Сунагат прожил у езнэ две зимы и два лета. Шёл ему четырнадцатый год, когда в Ташбаткане устроили большой сабантуй. Народу наехало много. Был на празднике и родственник со стороны матери — Рахмет, ставший заводским рабочим и приехавший с женой на побывку в Гумерово. Узнав об этом, Самигулла решил пригласить дальнего гостя на обед, но сам не сумел отыскать его в людской толчее. Велел Сунагату:
— Иди-ка, отыщи и живенько приведи их…
Рахмет беседовал с ташбатканскими приятелями в тенёчке под деревом. Он сам первым увидел Сунагата и поприветствовал:
— Здорово, сват! Как поживаем?
— Ничего пока… — ответил Сунагат. Застеснявшись, он не сразу передал приглашение. Рахмет вернулся к прерванному разговору:
— Легче по миру с сумой ходить, чем батрачить у башкирского бая. Работаешь от темна до темна, к вечеру ноги, как собака кишку, волочишь, а досыта он тебя не накормит. Что толку от его богатства? Он и сам-то им пользоваться не умеет. Полна степь конских косяков, коровы стадами ходят, овец, коз — множество. А зайдёшь в дом — у дверей на штыре висит старый чекмень, на нарах — облезлая шкура, на перекладине — подушка с ветхой наволочкой, из дыр пух лезет… И работает он в этом чекмене, и в гости в нём ходит, и на ночь укрывается им же. Хорошо, если для зимы заведёт шубу хоть из невыделанной шкуры, а то и от мороза всё тем же неизносимым чекменем спасается…
— Ну до чего ж верно говоришь! — восхитился кто-то, и слушатели дружно засмеялись.
— А упряжь у него какая? — продолжал Рахмет. — Хомут — мочальный, шлея — тоже, уздечка, вожжи, кнут — всё мочальное. Или же возьмём, что он ест. Утром — чай, в обед — чай, вечером — пшённая похлёбка, всё та же вода. Вот при такой еде ещё и работай с утра до ночи…
— А по справедливости, — вступил в разговор Хисмат, — что башкирский бай, что русский — оба на одну колодку. Оба — как вороны. Друг другу глаз не выклюют, а что на бедняцкое счастье выпадет — тут же склюют.
— Это уж так.
— Праздник приходит, так и тот не для нас, бедолаг.
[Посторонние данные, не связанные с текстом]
Issue #245, opened 2021-12-06
Disallow SPARQL UPDATE operations


farshidtz:
The spec indicates that `UPDATE` is out of the scope of the SPARQL Seach API: https://github.com/w3c/wot-discovery/blob/40267a23442a44beca4724f4d7495eeba2e9deed/index.html#L1834

In the discovery call today, it was proposed that this statement be changed to explicitly disallow this operation. An appropriate status code should be set in response to such query, perhaps 403 Forbidden.

AndreaCimminoArriaga:
I agree, the UPDATE query would allow registering TDs (or modifying existing ones) bypassing the endpoints for such purpose.

mmccool:
The SPARQL system has different endpoints for UPDATE, so we could simply not support the UPDATE endpoint.  @AndreaCimminoArriaga will investigate.

wiresio:
In Apache Jena an update on the /query endpoint results in http 400 (bad request)

AndreaCimminoArriaga:
I have created a PR for this issue, but I have a parallel question. Shall we add examples of JsonPath, Xpath and SPARQL queries on the spec?

farshidtz:
I propose we close this issue since the PR has been merged.

> I have created a PR for this issue, but I have a parallel question. Shall we add examples of JsonPath, Xpath and SPARQL queries on the spec?

We have separate issues for this:
- #81 
- #141

PR #259, opened 2022-01-17
Explicitly disallow SPARQL Update queries

AndreaCimminoArriaga:
Related to issue #245

### DIFF
--- a/index.html
+++ b/index.html
@@ -1845,13 +1845,14 @@ img.wot-diagram {
                             The support for SPARQL search using HTTP <code>POST</code> method
                             at `/search/sparql` endpoint is OPTIONAL.
                         </span>
-                        <code>UPDATE</code> queries are out of the scope for the API.
+			SPARQL <code>UPDATE</code> queries are disallowed.
                         <span class="rfc2119-assertion" id="tdd-search-sparql-resp">
                             A successful response MUST have 200 (OK) status, and depending on the type
                             of query contain by default as Content-Type header <code>application/ld+json</code>
                             for <code>CONSTRUCT</code> and <code>DESCRIBE</code> queries or
                             <code>application/json</code> for <code>SELECT</code> or <code>ASK</code>.
                             The response body MAY contain TD fragments or a set of TDs depending on the query.
+			    A request with a query different from <code>SELECT</code>, <code>ASK</code>, <code>CONSTRUCT</code> or <code>DESCRIBE</code> MUST return a response 501 (Not Implemented).
                         </span>
                         The semantic search with SPARQL is specified as `searchSPARQL` action in
                         [[[#directory-thing-description]]].


index.html
```diff
@@ -1845,13 +1845,14 @@ <h4>Semantic search: SPARQL</h4>
...
-                        <code>UPDATE</code> queries are out of the scope for the API.
+			SPARQL <code>UPDATE</code> queries are disallowed.
                         <span class="rfc2119-assertion" id="tdd-search-sparql-resp">
                             A successful response MUST have 200 (OK) status, and depending on the type
                             of query contain by default as Content-Type header <code>application/ld+json</code>
                             for <code>CONSTRUCT</code> and <code>DESCRIBE</code> queries or
                             <code>application/json</code> for <code>SELECT</code> or <code>ASK</code>.
                             The response body MAY contain TD fragments or a set of TDs depending on the query.
+			    A request with a query different from <code>SELECT</code>, <code>ASK</code>, <code>CONSTRUCT</code> or <code>DESCRIBE</code> MUST return a response 501 (Not Implemented).
                         </span>
```
farshidtz, line 1856: There are two MUST and one MAY assertion keywords in a single assertion block. Not sure if this is strictly disallowed, but it will make testing of implementations harder because there is only one ID for the three assertions.

farshidtz: > "return a response 501 (Not Implemented)"

Is this coming from the SPARQL spec?
Status [501](https://developer.mozilla.org/en-US/docs/Web/HTTP/Status/501) kind of implies that the server is not implementing it right now, and may do it in future.

farshidtz (commented):
"return a response 501 (Not Implemented)"

index.html
```diff
@@ -1845,13 +1845,14 @@ <h4>Semantic search: SPARQL</h4>
                             The support for SPARQL search using HTTP <code>POST</code> method
                             at `/search/sparql` endpoint is OPTIONAL.
                         </span>
-                        <code>UPDATE</code> queries are out of the scope for the API.
+			SPARQL <code>UPDATE</code> queries are disallowed.
```
mmccool, line 1848: Probably should be an assertion, and should be a statement about the content of the query itself.  Maybe:
"The SPARQL query MUST NOT include <code>UPDATE</code> statements."  Or it can be dealt with in a different way below (by stating what IS allowed, "a request with a query different".).  We could also add "In particular, <code>UPDATE</code> is disallowed."

index.html
mmccool: Agree, these need to be broken into multiple spans, one per assertion, with unique ids.  The tooling looks for a particular keywords in each assertion so if there is more than one it will complain/be unable to track tests.

AndreaCimminoArriaga: Regarding splitting the assertion I agree as well, I will put myself on splitting the assertions. 

Regarding the code, SPARQL says [this](https://www.w3.org/TR/sparql11-protocol/#query-failure) about failure response codes. Taking  this sentence `A protocol service may use other 4XX or 5XX HTTP response codes for other failure conditions, as per HTTP.` into account and considering the fact that in other functionalities we used 501 for indicating not implemented I though on using the same for the UPDATE queries. However I have no problems in using a different code (e.g., 500)

farshidtz: In other cases, we suggest the use of 501 when a server doesn't implement an expected feature.

I think we should classify it as a [4xx](https://www.w3.org/Protocols/rfc2616/rfc2616-sec10.html#sec10.4) error, because it is cause by a bad user request and not an error from the server typically classified as [5xx](https://www.w3.org/Protocols/rfc2616/rfc2616-sec10.html#sec10.5). The server recognizes the request, **is capable of serving it**, but refuses to do so. Please correct me if I'm wrong.

It could be [403](https://developer.mozilla.org/en-US/docs/Web/HTTP/Status/403):
> The HTTP 403 Forbidden response status code indicates that the server understands the request but refuses to authorize it.
>
> This status is similar to 401, but for the 403 Forbidden status code re-authenticating makes no difference. The access is permanently forbidden and tied to the application logic, such as insufficient rights to a resource.

Looking at the SPARQL spec, [500](https://developer.mozilla.org/en-US/docs/Web/HTTP/Status/500) would at first seem like an appropriate choice, but I believe "refusal to execute a query" is caused by an internal server error. 
> The HTTP response codes applicable to an unsuccessful query operation include:
>
> - 400 if the SPARQL query supplied in the request is not a legal sequence of characters in the language defined by the SPARQL grammar; or,
> - 500 if the service fails to execute the query. **SPARQL Protocol services may also return a 500 response code if they refuse to execute a query.** This response does not indicate whether the server may or may not process a subsequent, identical request or requests.
>
> The response body of a failed query request is implementation defined. Implementations may use HTTP content negotiation to provide human-readable or machine-processable (or both) information about the failed query request.
>
> A protocol service may use other 4XX or 5XX HTTP response codes for other failure conditions, as per HTTP.

index.html
```diff
@@ -1845,14 +1845,15 @@ <h4>Semantic search: SPARQL</h4>
...
                         </span>
-                        <code>UPDATE</code> queries are out of the scope for the API.
-                        <span class="rfc2119-assertion" id="tdd-search-sparql-resp">
-                            A successful response MUST have 200 (OK) status, and depending on the type
-                            of query contain by default as Content-Type header <code>application/ld+json</code>
-                            for <code>CONSTRUCT</code> and <code>DESCRIBE</code> queries or
-                            <code>application/json</code> for <code>SELECT</code> or <code>ASK</code>.
-                            The response body MAY contain TD fragments or a set of TDs depending on the query.
+                        <span class="rfc2119-assertion" id="tdd-search-sparql-resp-select-ask">
+                            A request with a query <code>SELECT</code> or <code>ASK</code> MUST return a response 200 (OK) status, and contain by default as Content-Type header <code>application/json</code>.
```
mmccool, line 1849: request -> successful request

index.html
```diff
@@ -1845,14 +1845,15 @@ <h4>Semantic search: SPARQL</h4>
...
                         </span>
+			 <span class="rfc2119-assertion" id="tdd-search-sparql-resp-describe-construct">
+                            A request with a query <code>CONSTRUCT</code> and <code>DESCRIBE</code> MUST return a response 200 (OK) status, and contain by default as Content-Type header <code>application/ld+json</code>.
```
mmccool, line 1852: request -> successful request

index.html
```diff
@@ -1845,14 +1845,15 @@ <h4>Semantic search: SPARQL</h4>
...
+			 </span>
+			<span class="rfc2119-assertion" id="tdd-search-sparql-error">
+			     A request with any query different from <code>SELECT</code>, <code>ASK</code>, <code>CONSTRUCT</code> or <code>DESCRIBE</code> MUST return a response 501 (Not Implemented).
```
mmccool, line 1855: what about query with a syntax error that has an UPDATE?

mmccool:
Discussion: on last point, 400 Bad Request could also be used, and would also cover syntax errors.  403 implies that proper credentials have not been provided, which is not the case.  400 is already used for syntax errors in the spec, which makes it irrelevant whether we check syntax or for UPDATE first.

— Верно! Хоть за дровами, да отправит хозяин в праздничный день.
— А уразу [63] не смей нарушить, а?
— Не найдётся ли там, в посёлке, человек, который захочет нанять к себе таких, как мы?
— Хоть десять! Как раз таких там любят, только работай.
— Может, коль так, отправиться туда? — загорелся один из парней.
— А что нас тут держит? Хуже там не будет.
— Завтра я уйду на завод. Порасспрашиваю и через недельку сообщу вам, — пообещал Рахмет.
Сунагат, с интересом слушавший разговор взрослых, наконец, спохватился — передал приглашение и повёл гостя в дом Самигуллы. Оказалось, что Рахметова жена Гульниса уже ушла туда сама.
За едой и чаем, конечно, шла беседа о житьё-бытьё. Узнав, что гости намерены наутро уйти на завод, Самигулла огорчился:
— Пожили б у нас пару дней!
— Надо посуху дойти, — объяснил своё решение Рахмет. — Начнутся дожди — нам, пешим, нелегко будет до дому добраться.
Гульниса поддержала мужа:
— И так уж загостились…
Наутро, едва забрезжил рассвет, они тронулись в путь.